Creating a Sparse Vector Collection

import zvec

# Define a schema with a sparse vector field (FP32)

schema = zvec.CollectionSchema(
    name="sparse_demo",
    vectors=zvec.VectorSchema(
        "sparse_vec",            # field name

        zvec.DataType.SPARSE_VECTOR_FP32,
        dim=0                     # dim is unused for sparse vectors

    )
)

coll = zvec.create_and_open(path="./sparse_demo", schema=schema)

Behind the scenes, VectorSchema triggers creation of an IndexSparseHolder, and the system selects HnswSparseBuilder as the default index builder for sparse data.

Inserting Sparse Documents

def make_sparse(vec):
    # vec is a dict {index: value}

    return {"sparse_vec": vec}

docs = [
    zvec.Doc(id="doc_A", vectors=make_sparse({1: 0.5, 3: 1.2, 7: 0.9})),
    zvec.Doc(id="doc_B", vectors=make_sparse({2: 1.0, 4: 0.7})),
]

coll.insert(docs)

The Python binding in python/zvec/extension/embedding_function.py (lines 115-119) converts the dictionary into a C++ SparseVector struct with count=3, indices=[1,3,7], and values=[0.5,1.2,0.9]. Index::_sparse_add then stores this in a OnePassIndexSparseHolder<float> and updates the HNSW graph via HnswSparseBuilder.

Querying with Sparse Vectors

query_vec = {"sparse_vec": {1: 0.4, 5: 0.8}}
results = coll.query(
    zvec.VectorQuery("sparse_vec", vector=query_vec["sparse_vec"]),
    topk=5
)

for r in results:
    print(r["id"], r["score"])

VectorQuery constructs a SparseVector from the input dict and invokes Index::_sparse_search. HnswSparseSearcher::search_impl receives the sparse triplet, traverses the graph using sparse dot-product calculations on overlapping indices only, and returns the top-k results.

Summary

  • Unified Layout: Z-Vec uses a count-indices-values triplet format consistently across disk storage (tools/core/vecs_reader.h), in-memory holders (src/include/zvec/core/framework/index_holder.h), and search algorithms (src/core/algorithm/hnsw_sparse/).

  • Zero-Copy Access: The VecsReader class memory-maps .vecs files and exposes get_sparse_count, get_sparse_indices, and get_sparse_data methods (lines 124-153) for direct pointer access to packed data without deserialization overhead.

  • HNSW-Sparse Algorithm: Dedicated builder (HnswSparseBuilder) and searcher (HnswSparseSearcher) classes implement approximate nearest neighbor search optimized for sparse vectors, computing distances in O(nnz) time using only non-zero overlapping dimensions.

  • Python SDK Abstraction: The public API hides C++ internals, accepting Python dict[int, float] objects that the binding layer (python/zvec/extension/embedding_function.py) converts to the internal SparseVector struct defined in src/include/zvec/core/interface/index.h.

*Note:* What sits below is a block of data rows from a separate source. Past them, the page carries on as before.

PR #643, opened 2017-11-10
fix: connection failure in Azure SQL Data Warehouse

### LINKED ISSUE #631: Connection failure - Azure SQL Data Warehouse
Connection to Azure SQL Data Warehouse fails with `ERROR: 'CursorCloseOnCommit' is not a recognized option.`
[Cursor_close_on_commit](https://docs.microsoft.com/en-us/sql/t-sql/statements/set-cursor-close-on-commit-transact-sql) is not supported by DW, since this is OFF by default, if user doesn't set it in `config`, avoid sending it in initial SQL.

v-suhame:
> Connection to Azure SQL Data Warehouse fails with ERROR: 'CursorCloseOnCommit' is not a recognized option.
Cursor_close_on_commit is not supported by DW, since this is OFF by default, if user doesn't set it in config, avoid sending it in initial SQL.

https://docs.microsoft.com/en-us/sql/t-sql/statements/set-cursor-close-on-commit-transact-sql

Fixes #631

### DIFF
--- a/src/connection.js
+++ b/src/connection.js
@@ -962,7 +962,6 @@ class Connection extends EventEmitter {
     const enableAnsiWarnings = this.config.options.enableAnsiWarnings ? 'on' : 'off';
     const enableArithAbort = this.config.options.enableArithAbort ? 'on' : 'off';
     const enableConcatNullYieldsNull = this.config.options.enableConcatNullYieldsNull ? 'on' : 'off';
-    const enableCursorCloseOnCommit = this.config.options.enableCursorCloseOnCommit ? 'on' : 'off';
     const enableImplicitTransactions = this.config.options.enableImplicitTransactions ? 'on' : 'off';
     const enableNumericRoundabort = this.config.options.enableNumericRoundabort ? 'on' : 'off';
     const enableQuotedIdentifier = this.config.options.enableQuotedIdentifier ? 'on' : 'off';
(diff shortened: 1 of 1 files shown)


arthurschreiber:
Once the current build on master finishes, this should be release as `tedious@2.1.4`. 🎉

arthurschreiber:
Now that I merged and released this, I'm wondering whether this is truly the right fix here. 😅 

If I understand https://docs.microsoft.com/en-us/sql/t-sql/statements/set-cursor-close-on-commit-transact-sql correctly, the server wide value for `cursor_close_on_commit` can be changed from the default `false` value. So if someone would do that, there would not be any way to set this value to `false` again on login.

Frequently Asked Questions

What file format does Z-Vec use to store sparse vectors on disk?

Z-Vec stores sparse vectors in .vecs files using a three-part layout: a header followed by a dense vector block (if applicable), a sparse meta block containing offsets per vector, and a sparse data block holding the actual count-indices-values payload. The VecsReader class in tools/core/vecs_reader.h memory-maps this format to provide zero-copy access.

The HnswSparseSearcher computes similarity using sparse dot-product operations on the intersection of non-zero dimensions only. When traversing the HNSW graph, the algorithm receives the query vector's count, indices, and values pointers, then calculates distances in O(nnz) time by iterating only over overlapping indices, avoiding the O(dim) cost of dense vector comparison.

Can I use Z-Vec's sparse vector support from Python without managing C++ structs?

Yes. The Python SDK abstracts all C++ internals. You define sparse vectors as Python dictionaries where keys are integer dimensions and values are floats (e.g., {1: 0.5, 3: 1.2}). The binding layer in python/zvec/extension/embedding_function.py automatically converts these dictionaries into the internal SparseVector struct before passing them to the C++ core for indexing or search.